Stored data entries
Issue #3854, opened 2024-05-23
rounded rect rendering bug


TychoVrahe:
When the rect height is smaller than 2*radius+2, the middle portion of the rect is blended three times, resulting in very different color.

possibly, width smaller than 2*radius+2 could break this too.

cepetr:
We have few options how to solve it:
1. Clamping: If the specified corner radius is too large, we will automatically reduced it so that it does not exceed the smaller dimension of the rectangle. 
2. Fallback to rectangle: If the radius is too large, we will draw a simple rectangle with no rounded corners.
3. Raise Error: This can help developers to catch this issue and fix it.

TychoVrahe:
I was thinking about 4) keeping the radius and rendering a render a sharp corner in the middle, but 1) seems better. 

We could also enable 3) just in debug, otherwise 1)

PR #4666, opened 2025-02-24
 fix rendering of outlined Bars

TychoVrahe:
This PR fixes a problem with rendering outlines of Bar. Previous implementation drawn sides of the rectangle one over another, which, in combination with `with_alpha` usage, cause different color then the rest of the rect.


TychoVrahe:
i also added some related info to this issue: https://github.com/trezor/trezor-firmware/issues/3854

▶ _Directions_: What is the number of lines in the records above that include the word "rendering"? Reply with that number and nothing more.

▶ _Response to this exercise_: 4